Regulation Is Reasonable
Flaum pointed out that both the U.S. Courts of Appeal for the Sixth and Ninth Circuits have held that 38 C.F.R. section 1.21(8)(a)(5) is both 1) viewpoint-neutral; and 2) reasonably applied to conduct inside VA facilities.
Judge Flaum wrote that while the prohibition in 38 C.F.R. section 1.21(8)(a)(5) is broad, “it does not distinguish based on the content of speech but instead how the content is relayed.”
As a result, he concluded, the section’s application to Krahenbuhl’s conduct was reasonable.
“The Clinic is a place veterans go to receive necessary medical treatment,” Flaum wrote. “Loud noises, shouting, abusive language, and other conduct that disrupts Clinic employees from their work is properly prohibited.”
VA vs.

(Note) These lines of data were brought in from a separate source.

PR #40885, opened 2023-10-12
Fix OCM provider public API and handling to allow apps to register

nickvergessen:
Follow up to https://github.com/nextcloud/server/pull/39574

## TODO

- [x] Make the public API only rely on OCP
- [x] Make the OCM provider stateful so apps can add resources
- [x] Allow apps to register OCM resources

## Checklist

### DIFF
--- a/lib/private/OCM/Model/OCMProvider.php
+++ b/lib/private/OCM/Model/OCMProvider.php
@@ -26,27 +26,27 @@ declare(strict_types=1);
 
 namespace OC\OCM\Model;
 
-use JsonSerializable;
 use OCP\OCM\Exceptions\OCMArgumentException;
 use OCP\OCM\Exceptions\OCMProviderException;
 use OCP\OCM\IOCMProvider;
+use OCP\OCM\IOCMResource;
 
 /**
  * @since 28.0.0
  */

GSA
Krahenbuhl argued that the government had failed to prove that the VA clinic in Green Bay was under the control of the VA, as opposed to the General Services Administration (GSA), as required by 38 C.F.R. section 1.21(8)(a).
But Judge Flaum noted that nothing in the relevant caselaw indicated that the government was required to use a specific type of evidence to prove that the clinic in Green Bay was under the control of the VA.
Flaum concluded that, viewing the evidence in the light in most favorable to the government, a rational trier of fact could conclude that the clinic in Green Bay was under the control of the VA, based on the following:
the police officers testified that they were VA employees and stationed at the clinic;
the police officers wore VA police uniforms and responded to the alarm triggered by Mueller; and
the respiratory therapists testified that they worked for the VA at the clinic.
‘An Ace from his Sleeve’
Regarding Krahenbuhl’s argument that the clinic in Green Bay was under the control of the GSA, rather than the VA, Judge Flaum concluded that Krahenbuhl had impermissibly invited error.
Flaum noted that Krahenbuhl had raised the issue for the first time while making a directed verdict motion after the government had finished its case-in-chief.
Judge Flaum also pointed out that Krahenbuhl had failed to raise the GSA issue in his proposed jury instructions.
“The only time he mentioned the GSA was to paraphrase the regulation, not make any discernible argument with respect to GSA control,” Flaum wrote. “It was only after the government rested at trial that Krahenbuhl changed course.”
As a result, Judge Flaum concluded, Krahenbuhl had violated the invited error doctrine.
“A defendant cannot propose the necessary elements of the crime and then, after the government concludes its presentation of evidence, perform an about-face,” Flaum wrote.
“Only after the government rested did he attempt to pull an ace from his sleeve, claiming that a not-previously-disclosed element prohibited his conviction.”